▸ How to complete this task
Please copy every line of the data in which the string "avoid" appears.

◇ ◇ ◇

PR #833, opened 2022-08-12
CLDC-1310-seperate-tenants-fix

Ted-U:
Before:
Screenshot 2022-08-17 at 10 01 15

After:
Screenshot 2022-08-17 at 10 00 13

### DIFF
--- a/app/components/check_answers_summary_list_card_component.html.erb
+++ b/app/components/check_answers_summary_list_card_component.html.erb
@@ -1,0 +1,25 @@
+<div class="check-answers-summary-list">
+<%= govuk_summary_list do |summary_list| %>
+  <% applicable_questions.each do |question| %>
+    <% summary_list.row do |row| %>
+      <% row.key { question.check_answer_label.to_s.presence || question.header.to_s } %>
+      <% row.value do %>
+        <span class="govuk-!-margin-right-4"><%= get_answer_label(question) %></span>
+        <% extra_value = question.get_extra_check_answer_value(case_log) %>
+        <% if extra_value %>
+          <span class="govuk-!-font-weight-regular app-!-colour-muted"><%= extra_value %></span>
+        <% end %>
+        <br>
+        <% question.get_inferred_answers(case_log).each do |inferred_answer| %>
+          <span class="govuk-!-font-weight-regular app-!-colour-muted"><%= inferred_answer %></span>
+        <% end %>
+      <% end %>
+      <% row.action(
+        text: question.action_text(case_log),
+        href: question.action_href(case_log, question.page.id),
+        visually_hidden_text: question.check_answer_label.to_s.downcase,
+      ) %>
+    <% end %>
+  <% end %>
+<% end %>
+</div>
--- a/app/components/check_answers_summary_list_card_component.html.erb
+++ b/app/components/check_answers_summary_list_card_component.html.erb
@@ -1,25 +1,37 @@
-<div class="check-answers-summary-list">
-<%= govuk_summary_list do |summary_list| %>
-  <% applicable_questions.each do |question| %>
-    <% summary_list.row do |row| %>
-      <% row.key { question.check_answer_label.to_s.presence || question.header.to_s } %>
-      <% row.value do %>
-        <span class="govuk-!-margin-right-4"><%= get_answer_label(question) %></span>
-        <% extra_value = question.get_extra_check_answer_value(case_log) %>
-        <% if extra_value %>
-          <span class="govuk-!-font-weight-regular app-!-colour-muted"><%= extra_value %></span>
-        <% end %>
-        <br>
-        <% question.get_inferred_answers(case_log).each do |inferred_answer| %>
-          <span class="govuk-!-font-weight-regular app-!-colour-muted"><%= inferred_answer %></span>
+<div class="x-govuk-summary-card govuk-!-margin-bottom-6">
+  <% if applicable_questions.first.check_answers_card_number != 0 %>
+    <div class="x-govuk-summary-card__header">
+      <% if applicable_questions.first.check_answers_card_number == 1 %>
+        <h3 class="x-govuk-summary-card__title">Lead tenant</h3>
+      <% end %>
+      <% if applicable_questions.first.check_answers_card_number > 1 %>
+        <h3 class="x-govuk-summary-card__title">Person <%= applicable_questions.first.check_answers_card_number %></h3>
+      <% end %>
+    </div>
+  <% end %>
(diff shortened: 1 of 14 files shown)


app/views/form/check_answers.html.erb
```diff
@@ -17,10 +17,16 @@
     <% end %>
     <%= display_answered_questions_summary(subsection, @case_log, current_user) %>
 
-    <%= render partial: "form/check_answers_summary_list", locals: {
-      subsection:,
-      case_log: @case_log,
-    } %>
+    <% if subsection.id == "household_characteristics" %>
```
baarkerlounger: We should probably avoid hardcoding specific section names here, will make the code brittle. Could we instead add the key everywhere or infer based on it's absence such that we can do this generically?

spec/components/check_answers_summary_list_card_component_spec.rb
```diff
@@ -0,0 +1,16 @@
...
+
+RSpec.describe CheckAnswersSummaryListCardComponent, type: :component do
+  context "when given a set of questions" do
+    let(:user) { FactoryBot.build(:user) }
+    let(:case_log) { FactoryBot.build(:case_log, :completed) }
+    let(:subsection_id) { "household_characteristics" }
+    let(:subsection) { case_log.form.get_subsection(subsection_id) }
+    let(:questions) { subsection.applicable_questions(case_log) }
+
+    it "renders a summary list card for the answers to those questions" do
```
baarkerlounger, line 11: There should probably be a few more tests here for scenarios like:

- The questions passed in include some that are hidden in check answers
- Some questions are answered and some aren't (do we show the right labels and links?)

spec/features/form/check_answers_page_spec.rb
```diff
@@ -133,6 +133,19 @@
       end
     end
 
+    it "has no summary cards if the subsection is not household characteristics" do
```
baarkerlounger: This should probably be phrased in terms of attributes rather than a specific section name

app/views/form/check_answers.html.erb
dushan-madetech: I'd considered that but this is the only subsection that uses the summary list design for the check answers page (so I scrapped trying to generalise it since we probably wouldn't need it for any others) and we're doing the same kind of check for the setup section just a few lines above. Happy to try and generalise if you think it would be needed 😄

spec/features/form/check_answers_page_spec.rb
dushan-madetech: Do you have a suggestion for how it might look phrased in terms of attributes? I did it this way since this design only applies to the household characteristics section 🙂

spec/components/check_answers_summary_list_card_component_spec.rb
dushan-madetech: I feel like I might be able write both of those assertions in one test using the details known question 🤔

app/views/form/check_answers.html.erb
baarkerlounger: My thinking is that "Setup" is a legit special case that behaves differently from everything else whereas this just incidently is. i.e. I think you could reasonably expect to add this functionality to any arbitrary set of questions in any section, so I probably would genericise it, but I agree we don't strictly need to.

spec/features/form/check_answers_page_spec.rb
baarkerlounger: I guess the number of cards shown should match the number the definition for the section expects

dushan-madetech: The section definition doesn't define the number of cards shown, it's defined at the question level using `check_answers_card_number`. When you get the applicable questions for a subsection you group them into cards using group by. I wasn't quite sure how to express this test in any other way, maybe something like `"does not group questions into summary cards if the questions in the subsection don't have a check_answers_card_number attribute"`?

app/views/form/check_answers.html.erb
dushan-madetech: Would it be following the principle of "You ain't gonna need it" (YAGNI) if we were to generalise this only if a need for it actually arises? Asking because I'm not 100% sure 😄

baarkerlounger: 🤷‍♂️ maybe but I think there's value in doing it because of the intent it signals. Those questions don't display as multiple cards _because_ they're in the household section (after all, we could move them and would still expect them to display as multiple cards), but rather because they have a check_answers_card_number property.

I.e. the reason to avoid hardcoding the section name here is so that the comparison is made to the right thing, the thing that really determines this rather than something that is just incidentally true at the moment.

app/views/form/check_answers.html.erb
```diff
@@ -17,10 +17,16 @@
     <% end %>
     <%= display_answered_questions_summary(subsection, @case_log, current_user) %>
 
-    <%= render partial: "form/check_answers_summary_list", locals: {
-      subsection:,
-      case_log: @case_log,
-    } %>
+    <% if subsection.applicable_questions(@case_log).map(&:check_answers_card_number).compact.length > 0 %>
```
baarkerlounger: Might be worth extracting a helper method here?

baarkerlounger (approved):

app/views/form/check_answers.html.erb
dushan-madetech: Agreed, will do that now 🙂

spec/components/check_answers_summary_list_card_component_spec.rb
dushan-madetech: I've tried to write these suggested tests as unit tests for the component 🙂

app/components/check_answers_summary_list_card_component.html.erb
```diff
@@ -0,0 +1,37 @@
+<div class="x-govuk-summary-card govuk-!-margin-bottom-6">
+  <% if applicable_questions.first.check_answers_card_number != 0 %>
+    <div class="x-govuk-summary-card__header">
+      <% if applicable_questions.first.check_answers_card_number == 1 %>
+        <h3 class="x-govuk-summary-card__title">Lead tenant</h3>
```
baarkerlounger, line 5: This should be coming from the page/question definition shouldn't it? At present this isn't really a re-usable component.

spec/components/check_answers_summary_list_card_component_spec.rb
baarkerlounger: I think here that maybe leads to testing the implementation rather than the outcome given that those are effectively "private" methods that aren't expected to be used anywhere outside this component I think that might be making the idea of the "unit" too small.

◇ ◇ ◇

▸ Answer to this problem
baarkerlounger: We should probably avoid hardcoding specific section names here, will make the code brittle. Could we instead add the key everywhere or infer based on it's absence such that we can do this generically?
I.e. the reason to avoid hardcoding the section name here is so that the comparison is made to the right thing, the thing that really determines this rather than something that is just incidentally true at the moment.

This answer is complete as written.